Bug 1751733

Summary: OVS-DPDK bridges should be DOWN
Product: Red Hat OpenStack Reporter: Fouad Hallal <fhallal>
Component: openvswitchAssignee: David Marchand <dmarchan>
Status: CLOSED WONTFIX QA Contact: Eran Kuris <ekuris>
Severity: high Docs Contact:
Priority: high    
Version: 10.0 (Newton)CC: apevec, bcafarel, cfontain, chrisw, djuran, fbaudin, fhallal, kfida, njohnston, rhos-maint
Target Milestone: ---Keywords: Triaged, ZStream
Target Release: ---   
Hardware: Unspecified   
OS: Unspecified   
Whiteboard:
Fixed In Version: Doc Type: If docs needed, set a value
Doc Text:
Story Points: ---
Clone Of: Environment:
Last Closed: 2021-01-13 14:12:59 UTC Type: Bug
Regression: --- Mount Type: ---
Documentation: --- CRM:
Verified Versions: Category: ---
oVirt Team: --- RHEL 7.3 requirements from Atomic Host:
Cloudforms Team: --- Target Upstream Version:
Embargoed:
Bug Depends On:    
Bug Blocks: 1628227    

Comment 2 David Marchand 2019-11-12 15:44:39 UTC
I can see two ways to handle the initial performance issue that had been observed:
- put the bridge interfaces down, but we then need two blocks (neighbour + routing information) for tunnels over IP, like VxLAN.
  OVS currently relies on the linux kernel to provide both functionality. An internal cache is filled with informations coming from netlink.
  The cache can be manually populated too, but any update coming from netlink would flush the whole cache.
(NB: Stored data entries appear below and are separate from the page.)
PR #451, opened 2025-07-11
Fix sonic generate environment file not found

iljarotar:
## Description

For some reason `/etc/sonic/sonic-environment` could not be found when `/etc/sonic` was mounted. Copying it to `/tmp/sonic` and mounting that directory instead solved the problem. Maybe I misunderstood the docker module, please advise.


vknabel:
As discussed in a quick call, @iljarotar and I decided that he tries to avoid the copy-to-tmp workaround by fixing the issue. If it takes too much time, this workaround is fine.

PR #453, opened 2025-07-16
Migrate metal-image-cache-sync to V2 API

majst01:
## Description

Part of:

- [ ] https://github.com/metal-stack/metal-image-cache-sync/pull/21

depends on: 

- [x] https://github.com/metal-stack/api/pull/15

### Breaking Change

```BREAKING_CHANGE
The variable `metal_apiserver_session_secret` is now mandatory for security reasons.
```


partition/roles/image-cache/tasks/image-sync.yaml
```diff
@@ -1,4 +1,19 @@
 ---
+- name: Ensure cache directory
+  ansible.builtin.file:
+    path: "{{ image_cache_sync_host_path }}"
+    state: directory
+    mode: '0755'
```
majst01, line 6: Wonder why this is new here, where did this directory got created before?

vknabel: Good question... the metal-image-cache-sync does not create the cache dir

vknabel:
Good to go from my perspective.

vknabel:
We decided on the following changes:

- [x] `metal_deployment_admin_token` no default, but documentation
- [x] `image_cache_sync_deployment_admin_token: "{{ metal_deployment_admin_token }}"`
- [x] `image-cache` role should not check for `metal_deployment_admin_token` anywhere
- [x] no `import_tasks` of `metal-deployment-token` in `image-cache`
- [x] idea: either set `image_cache_sync_deployment_admin_token` or `metal_deployment_admin_token` manually in production
- [x] update documentation accordingly

partition/roles/image-cache/tasks/image-sync.yaml
majst01: on real hardware this is done with the lv-create of a dedicated partition

partition/roles/image-cache/tasks/image-sync.yaml
```diff
@@ -7,13 +22,14 @@
...
+      METAL_IMAGE_CACHE_SYNC_HOSTNAME: "{{ inventory_hostname }}"
       METAL_IMAGE_CACHE_SYNC_ENABLE_KERNEL_CACHE: "{{ image_cache_kernel_cache_enabled }}"
       METAL_IMAGE_CACHE_SYNC_ENABLE_BOOT_IMAGE_CACHE: "{{ image_cache_boot_image_cache_enabled }}"
       METAL_IMAGE_CACHE_SYNC_MAX_CACHE_SIZE: "{{ image_cache_sync_max_cache_size }}"
       METAL_IMAGE_CACHE_SYNC_MAX_IMAGES_PER_NAME: "{{ image_cache_sync_max_images_per_name }}"
       METAL_IMAGE_CACHE_SYNC_MIN_IMAGES_PER_NAME: "{{ image_cache_sync_min_images_per_name }}"
-      METAL_IMAGE_CACHE_SYNC_METAL_API_ENDPOINT: "{{ image_cache_sync_metal_api_endpoint }}"
-      METAL_IMAGE_CACHE_SYNC_METAL_API_HMAC: "{{ image_cache_sync_metal_api_view_hmac }}"
+      METAL_IMAGE_CACHE_SYNC_METAL_APISERVER_URL: "{{ image_cache_sync_metal_apiserver_url }}"
+      METAL_IMAGE_CACHE_SYNC_METAL_APISERVER_TOKEN_PATH: "/var/lib/metal-image-cache-sync/metal-apiserver-token"
```
iljarotar, line 32: shouldn't `/var/lib/metal-image-cache-sync` be configurable if `image_cache_sync_host_path` is?

vknabel: Currently it puts the token into `dest: "{{ image_cache_sync_host_path }}/metal-apiserver-token"`. We either need to use `image_cache_sync_host_path` here (this is fine for me), or allow completely overriding this.

Keep in mind to tell the metal-image-cache-sync the new location if configurable.

Gerrit91: But why does internal container path need to be configurable? I think it's fine when it is just hard-wired as long as on the host system you can decide where the mount needs to be done? See a few lines below that the internal container path is static.

vknabel: Ah, yup, you're right. Hard-coded is fine. Mistook `image_cache_sync_host_path` to exactly be `/var/lib/metal-image-cache-sync`, which is not the case (as you said host vs container). 👍

vknabel (approved):
fine from my perspective 👍

Gerrit91 (approved):

PR #472, opened 2025-09-17
fix: logging seed kubeconfig

vknabel:
## Description

During a deployment we noticed that the way to retrieve the kubeconfig is outdated. This adapts the new way of doing it.


vknabel:
I wanted to apply some refactoring and to now write that file, but `ansible-common/roles/helm-chart` requires the kubeconfig to be a file.

Gerrit91 (commented):
Could work, but I cannot test it easily. :see_no_evil:

Gerrit91 (approved):

PR #476, opened 2025-09-26
Bump monitoring to match current Gardener version.

Gerrit91:
## Description

Supersedes #472.


control-plane/roles/monitoring/defaults/main.yaml
```diff
@@ -1,4 +1,7 @@
 ---
+# TODO: move to release vector
+prometheus_chart_version: 73.2.3
```
Gerrit91, line 3: Has to be addressed before merge.

PR #3506, opened 2025-07-07
Radius and fusion opacity controls for disco plot with unit tests

ItsVictorLP:
# Disco control improvements 
allow user to set plot radius
support adjustable opacity for fusion arcs

Unit test in:
http://localhost:3000/testrun.html?dir=plots/disco/viewmodel&name=ViewModelMapper.unit

Sv file for testing:
http://localhost:3000/?genome=hg19&dslabel=PNET&disco=1&sample=SJBT032239_D1

## Checklist

### DIFF
--- a/client/plots/disco/Disco.ts
+++ b/client/plots/disco/Disco.ts
@@ -96,47 +96,48 @@ export default class Disco {
 			configInputsOptions.push(...filterMutationsGenesCheckbox)
 		}
 
-		const cnvConfigInputOptions = [
-			{
-				boxLabel: '',
-				label: 'CNV rendering type',
-				type: 'radio',
-				chartType: 'Disco',
-				settingsKey: 'cnvRenderingType',
-				title: 'CNV rendering type',
-				options: [
-					{ label: 'Heatmap', value: CnvRenderingType.heatmap },
-					{ label: 'Bar', value: CnvRenderingType.bar }
-				]
-			}
-		]
-
-		if (viewModel.cnvMaxValue !== 0 || viewModel.cnvMinValue !== 0) configInputsOptions.push(...cnvConfigInputOptions)
-
-			const dimensionOptions = [
+		if (viewModel.cnvMaxValue !== 0 || viewModel.cnvMinValue !== 0) {
+			const cnvConfigInputOptions = [
 				{
-					label: 'Radius',
-					title: 'Set the radius of the entire plot, between 300 and 1000 pixels.',
-					type: 'number',
+					boxLabel: '',
+					label: 'CNV rendering type',
+					type: 'radio',
 					chartType: 'Disco',
-					settingsKey: 'radius',
-					debounceInterval: 500,
-					step: 25,
-					min: 300,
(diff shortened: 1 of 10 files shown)


client/plots/disco/viewmodel/ViewModel.ts
```diff
@@ -44,15 +44,22 @@ export default class ViewModel {
 		this.genesetName = genesetName
 
 		this.width =
-			1.2 *
+		//length multiplier (2) must be great enough to allow canvas to expand beyond 
+		//the expansion of the discoplot. If not, some of the labels will render outside
+		//the canvas and result in cut labels.
+			2 *
```
creilly8, line 50: We can make this cleaner by figuring out the pixel length of the longest label. There's a function called `getMaxLabelWidth` in `client/dom/maxLabelWidth.ts` for this purpose. Please see if you can use that to calculate the max label space and add to the width * 1.2 and height * 2. Then this will always be correct, no matter the edge case.

client/plots/disco/fusion/FusionRenderer.ts
```diff
@@ -7,7 +7,13 @@ import { table2col } from '#dom/table2col'
 
 // TODO extract constants from this file.
 export default class FusionRenderer {
-	render(holder: any, fusions: Array<Fusion>) {
+	private opacity: number
+
+	constructor(opacity = 1) {
```
creilly8, line 12: If `opacityOverride` (which is really the opacity setting) is passed to `render()` and not used anywhere else, there's no need to add it to the constructor. 

As an aside, @xzhou82 - should users be able to set the opacity to 0 and hide the fusions, or should the min value be something like 0.01?

client/plots/disco/Disco.ts
```diff
@@ -113,6 +113,33 @@ export default class Disco {
 
 		if (viewModel.cnvMaxValue !== 0 || viewModel.cnvMinValue !== 0) configInputsOptions.push(...cnvConfigInputOptions)
```
xzhou82, line 114: for multi-line if statement i prefer to quote it
```javascript
if (...) {
   const variable= [
     aaa
     bbb
  ]
}
```

creilly8 (approved):

xzhou82 (approved):
thank you both it's very nice! comments:

issue: when hovering on outside gene labels, in the tooltip the cnv colorbox color is incorrect and not based on cnv color scale

minor fix: on hovering a cnv segment, the tooltip first row header can print `CNV` instead of `Copy number change` and be consistent with gene label hover tooltip

suggestions:
1. may lower minimum radius from 300 to 200
2. default radius may be dynamically computed based on number of rings. e.g. [this gdc sample has only mutation ring but no cnv](http://localhost:3000/?genome=hg38&dslabel=GDC&disco=1&sample=MBCProject_1667_T1_WES) and radius=300 looks too big. can use this rule: assess how many dt are present in provided `mlst` for mutation|cnv|loh. if only 1, use 200 for radius; if 2, use 250; if 3, use 300

Issue #3487, opened 2025-07-01
reusable helper wrapping native fetch


xzhou82:
hopefully can be reused for client & back and allow to get rid of ky/node-fetch/got

PR #3507, opened 2025-07-08
Issue.3487

siosonel:
# Description

Closes https://github.com/stjude/proteinpaint/issues/3487. Also partially addresses slow load times/performance degradation.

`memFetch()` is the only shared helper that is used and tested here. It is used to reuse the same fetch promise/response for GDC cohort cases, to avoid multiple active duplicate requests for assay availability across genes. Note that later, may prefer to request cohort cases once and pass it as argument while looping through different terms in `getData()`, instead of using `memFetch()` repetitively.

`ezFetch()` is meant to replace `ky` and `node-fetch` and can be used and tested in a different branch.

Tested with unit and integration tests, also http://localhost:3000/example.gdc.matrix.html?&cohort=Gliomas should load in about 15 seconds, compared to 1-2 minutes in master.

## Checklist


xzhou82 (dismissed):
thanks a lot

xzhou82 (approved):

PR #3528, opened 2025-07-14
Report improvements in the filter and in the UI

airenzp:
# Description

This fix allows to combine the global filter with the report filter in the child plots, so the filter is always in sync with both filters. @siosonel I thought the getCombinedTermFilter name was the one that made more sense to me as it refers to what the function does, combine the term filter with the local filter, but I can rename it as needed. It also redesigns the UI to use the blank spaces organizing the sections in rows

## Checklist


client/filter/filter.utils.js
```diff
@@ -215,3 +215,8 @@ export function negateFilter(f0, tag = 'filterUiRoot') {
 	}
 	throw 'cannot negate filter'
 }
+
+export function getCombinedTermFilter(appState, filter) {
```
xzhou82, line 219: maybe easier
```javascript
function getCombinedTermFilter(appState,filter) {
  if(!filter || filter.lst?.length==0) return appState.termfilter
  return {filter: filterJoin([ ... ]), filter0: xx}
}
```

and use it as:

const termfilter = getCombinedTermFilter( appState,parentConfig.filter)

client/filter/filter.utils.js
```diff
@@ -215,3 +215,9 @@ export function negateFilter(f0, tag = 'filterUiRoot') {
...
+	if (!filter) return appState.termfilter
+	if (appState.termfilter.filter) filter = filterJoin([appState.termfilter.filter, filter])
```
xzhou82, line 221: this will modify parentConfig.filter and may cause issues

airenzp: Fixed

- have the PMD threads "offload" the syscall/transmission of a packet on the bridge interface to a non PMD thread.
  This "offload" requires a non-blocking communication channel.

Comment 3 David Marchand 2019-12-09 13:15:58 UTC
Talked to Christophe, focusing on the first proposed solution.
We agreed on a debugging session on his platform, most likely this week.

Comment 4 David Marchand 2019-12-13 16:18:16 UTC
Writing my current notes following debugging sessions with Christophe.

We can make use of a "dummy" netdev.

- This netdev carries the ip address of the tunnel endpoint and is put in the bridge receiving the encapsulated traffic.
Either os-net-config or neutron must configure this ip address by calling ovs-appctl netdev-dummy/ip4address and enabling vxlan listener by configuring a route for the listening ip.
# ovs-appctl netdev-dummy/ip4addr dummy0 16.0.0.2/24
# ovs-appctl ovs/route/add 16.0.0.2/32 dummy0
# ovs-appctl ovs/route/add 16.0.0.0/24 dummy0

- No IP address is put on the bridge netdev itself, which is an issue for neutron that checks for this ip address.
So a command has been added in ovs to dump ip addresses.
# ovs-appctl ovs/ip/show dummy0
16.0.0.2/24

- This netdev itself replies to ARP request.
icmpv6 is not handled, I wrote a patch for it.

- One additional problem identified during these sessions is that ovs 2.11 is missing the upstream change "userspace: Enable non-bridge port as tunnel endpoint.".

- By default, the dummy netdev decides on a mac address with a fixed format, I will investigate this before submitting all those changes upstream.

Christophe wants to test a rpm I provided him with the current changes.

Comment 5 David Marchand 2021-01-13 14:09:15 UTC
Revisiting the problem and trying to summarize.

This issue comes from the use of NORMAL actions in OVS pipeline, that have a negative impact on performance.
On a bridge, such a NORMAL actions means that packets for unknown destinations are flooded and end up on a tap iface.
The workaround is to put the tap ifaces down to solve this.


In OVS-DPDK + vxlan setups, putting the tap iface down is a problem as the kernel is used to fulfill functions needed by OVS:
- provide routing informations, to know how to route packets into a IP tunnel,
- provide neighbour info, to know how to build the outer IP header when encapsulating packets,
- reply to ARP when the remote tunnel endpoint tries to resolve this side of the IP tunnel,


Now, if we reconsider this in the light of OVN getting into RHOSP and configuring OVS.
To route packets through tunnels, OVN writes fully described OF rules.
So there would be no need to keep the tap iface up.

Besides, OVN does not rely on NORMAL actions in its pipeline, so the performance issue should not occur anyway.

Comment 6 Franck Baudin 2021-01-13 14:12:39 UTC
As we move to OVN, we won't pursue in fixing this bug, and we will re-open it if OVN requires tap interfaces to be up, in the future.